▸ **WHAT TO DO**: Search the entries below for the word "ankush", then copy each line in which it is found.

== DATA SECTION

PR #29117, opened 2022-01-03
chore: remove framework patch for custom fields

shadrak98:
While migrating from older versions to the latest versions few patches were breaking.
This patch is moved to framework


erpnext/patches/v13_0/item_reposting_for_incorrect_sl_and_gl.py
```diff
@@ -12,6 +12,7 @@ def execute():
 			("stock", "purchase_receipt_item"),
 			("stock", "delivery_note_item"),
 			("stock", "packed_item"),
+			("stock", "stock_ledger_entry"),
```
ankush: This is already done in a separate patch. It's not wise to reload it here.

Schema for SLE actually changed between v12 and v13 and hence the patch that migrates schema should only touch it.

ankush (changes requested):

erpnext/patches/v13_0/item_reposting_for_incorrect_sl_and_gl.py
shadrak98: The patches were still breaking during migration.. do we need to reorder the patch then?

====

▸ **REPLY TO THE EXERCISE**:
ankush: This is already done in a separate patch. It's not wise to reload it here.
ankush (changes requested):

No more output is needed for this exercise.